U.S. Sues Cook County And County Pension Fund To Enforce The Employment Rights Of Army Reserve Member
CHICAGO – The United States today filed a civil lawsuit alleging that a Cook County pension fund and Cook County willfully violated federal law by failing to allow a U.S. Army Reserve member to lawfully contribute to her pension for the time she was serving in the armed forces, announced Gary S. Shapiro, United States Attorney for the Northern District of Illinois and the Justice Department.
The lawsuit was filed in U.S. District Court in Chicago on behalf of Army Reserve Capt. Latoya A. Hayward, of Chicago, against the Cook County and the County Employees’ and Officers’ Annuity and Benefit Fund of Cook County. It alleges violation of the Uniformed Services Employment and Reemployment Rights Act of 1994 (USERRA).

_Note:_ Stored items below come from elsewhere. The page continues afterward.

PR #1735, opened 2023-05-10
Prepare pipelines as code template for midstream customization

jrangelramos:
# Changes

- :broom: preparing pipelines as code template for midstream customization

With this change downstream builds can customize the task source for pipeline as code template generated by `func config git set`

### DIFF
--- a/pkg/pipelines/tekton/templates.go
+++ b/pkg/pipelines/tekton/templates.go
@@ -20,9 +20,9 @@ const (
 
 	// Tasks references
 	taskGitCloneRef       = "git-clone"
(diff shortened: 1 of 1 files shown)


pkg/pipelines/tekton/templates.go
```diff
@@ -32,6 +32,8 @@ const (
 	defaultPipelinesTargetBranch = "main"
 )
 
+var FuncRepoRef = "knative/func/main"
```
lance, line 35: In midstream this will be patched to `openshift-knative/kn-plugin-func/release-x.x`?

PR #1736, opened 2023-05-10
chore: remove Procfile from Rust templates

matejvasek:
# Changes

- :broom: Removed Procfile from Rust templates. It appears the file is no longer needed.


lance:
Curious why it's not needed any longer.
/lgtm

matejvasek:
> > Curious why it's not needed any longer. /lgtm
> 
> We did testing and it works without it, not sure why.

Probably the need was removed some time ago.

matejvasek:
I guess this is it: https://github.com/paketo-community/cargo/pull/116/

PR #1737, opened 2023-05-10
fix: use full builder for Rust

matejvasek:
# Changes

- :broom: Use `full` builder for Rust. This is need to make some libs work (e.g. openssl).


lance (commented):
/lgtm

PR #1739, opened 2023-05-15
chore: improve error message when no func on path

matejvasek:
# Changes

- :broom: More clear error message when path does not contain initialized function.


lance (commented):
/lgtm

PR #1750, opened 2023-05-23
feat: enable scaffolding for host builds

lkingland:
- :gift: creates the scaffolding package
- :gift: OCI builder updated to use scaffolding package and thus function source
- :bug: Fixes a bug where local jobs were not receiving context cancellation
- :bug: Fixes a bug where signatures of instanced HTTP was throwing errors
- :broom: adds a concurrency test which ensures only one build executes per
  process

Connects the scaffolder to function source code by factoring out scaffolding into a package which is used both by the client and by other packages, allowing for the removal of the mocks.

/kind enhancement

```release-note
- Fixes a bug where local jobs were sometimes not canceling immediately
- Startup timeout for local run tasks now configurable
```


pkg/scaffolding/scaffold.go
```diff
@@ -0,0 +1,87 @@
...
+	// a runtime and invocation hint (default "http")
+	s, err := detectSignature(src, runtime, invoke)
+	if err != nil {
+		return err
+	}
+
+	// Path in the filesystem at which scaffolding is expected to exist
+	d := fmt.Sprintf("%v/scaffolding/%v", runtime, s.String()) // fs uses / on all OSs
+	if _, err := fs.Stat(d); err != nil {
+		return fmt.Errorf("no scaffolding found for '%v' signature '%v'. %v.  Note that this may require the filesystem be regenerated (try make first).", runtime, s, err)
```
lance, line 43: The last part of this error seems to be targeted at the `func` developer instead of a functions developer. I am a bit confused by it.

lance (commented):
/lgtm
/hold for others to provide feedback
There's just one question I have regarding an error message that is a little confusing.

lkingland:
Thanks for the review @lance.  The update to the error message you noticed has been made, as well as several other updates to improve error handling and test coverage (PR description updated)

    - configurable platforms for build tasks
    - additional typed errors and reorganization
    - expanded test cases to check typed errors are used
    - configurable global and per-run startup timeout
    - tests run readiness endpoint is considered and respects timeouts
    - adds a concurrency test which ensures only one build executes per
      process
    - passes the --platform flag through as a build option

pkg/oci/containerize_go.go
```diff
@@ -55,6 +54,10 @@ func (c goLayerBuilder) Build(cfg *buildConfig, p v1.Platform) (desc v1.Descript
 }
 
 func goBuild(cfg *buildConfig, p v1.Platform) (binPath string, err error) {
+	if cfg.tester != nil && cfg.tester.emulateSlowBuild {
```
lkingland, line 57: Embedding "if testing do X" in core logic is not idea, but in this case I feel it is warranted since the complexity of adding a mockable builder implementation is so much greater than a simple "if testing slowness, pause here"

pkg/functions/runner_test.go
```diff
@@ -1,62 +1,44 @@
...
 	"testing"
-
-	fn "knative.dev/func/pkg/functions"
-	"knative.dev/func/pkg/oci"
-	. "knative.dev/func/pkg/testing"
 )
 
-// TestRunner ensures that the default internal runner correctly executes
-// a scaffolded function.
-func TestRunner(t *testing.T) {
```
lkingland, line 19: This test was moved to the client test such that this file could be brought inside the functions package, and thereby allowing the TestGetRunFuncErrors test to be writen which unit-tests the private getRunFunc function.

pkg/oci/builder.go
```diff
@@ -33,25 +34,18 @@ var defaultIgnored = []string{ // TODO: implement and use .funcignore
...
-	return fmt.Sprintf("error performing host build. %v", e.Err)
-}
-
 // Builder which creates an OCI-compliant multi-arch (index) container from
 // the function at path.
 type Builder struct {
 	name    string
 	verbose bool
+
+	tester *testHelper
```
lance, line 43: Do we really want a test helper in the main body of the code?

pkg/oci/builder.go
```diff
@@ -63,52 +57,60 @@ func NewBuilder(name string, verbose bool) *Builder {
...
 	// build directory.  Would be better to have a formal build result object
 	// which includes a general struct which can be used by all builders to
 	// communicate to the pusher where the image can be found.
+	// Tests, however, can use a simple channel:
+	if cfg.tester != nil && cfg.tester.notifyDone {
+		if cfg.verbose {
+			fmt.Println("tester configured to notify on done.  Sending to unbuffered doneCh")
+		}
+		cfg.tester.doneCh <- true
+		fmt.Println("send to doneCh complete")
```
lance, line 99: This seems like debugging output or perhaps should be wrapped in `if cfg.verbose`

pkg/oci/builder.go
```diff
@@ -269,3 +267,22 @@ func updateLastLink(cfg *buildConfig) error {
...
+	pausedCh     chan any
+}
+
+func newTestHelper() *testHelper {
+	return &testHelper{
+		continueCh: make(chan any),
+		doneCh:     make(chan any),
+		pausedCh:   make(chan any),
+	}
+}
```
lance, line 288: I think I saw a comment of yours yesterday about adding test structures in the main code. Can you help me understand why this is necessary?

pkg/oci/errors.go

According to the complaint, in 2008 Hayward began working for John H. Stroger, Jr. Hospital, which is owned and operated by Cook County. During her employment with Stroger Hospital, Hayward was mobilized for a two-year tour of duty with the Army Reserves starting on July 27, 2009. During Hayward’s period of active service, she was mobilized as a nurse case manager at Walter Reed Hospital as part of the Warrior Transition Brigade. Upon Hayward’s return from duty, the complaint alleges that the county pension fund notified her that not only was she ineligible to make payments into her pension for the 90-day grace period following her active military service, but also that her employee contributions for the two-year period of her active military service would be subject to a 3 percent interest fee. Among the protections provided by USERRA are pension-related benefits that treat service members who are called to active duty as if they have had no break in service for purpose of the administration of pension benefits. According to the complaint, both of the pension fund’s requirements for her participation in the plan violated USERRA’s pension protection provisions.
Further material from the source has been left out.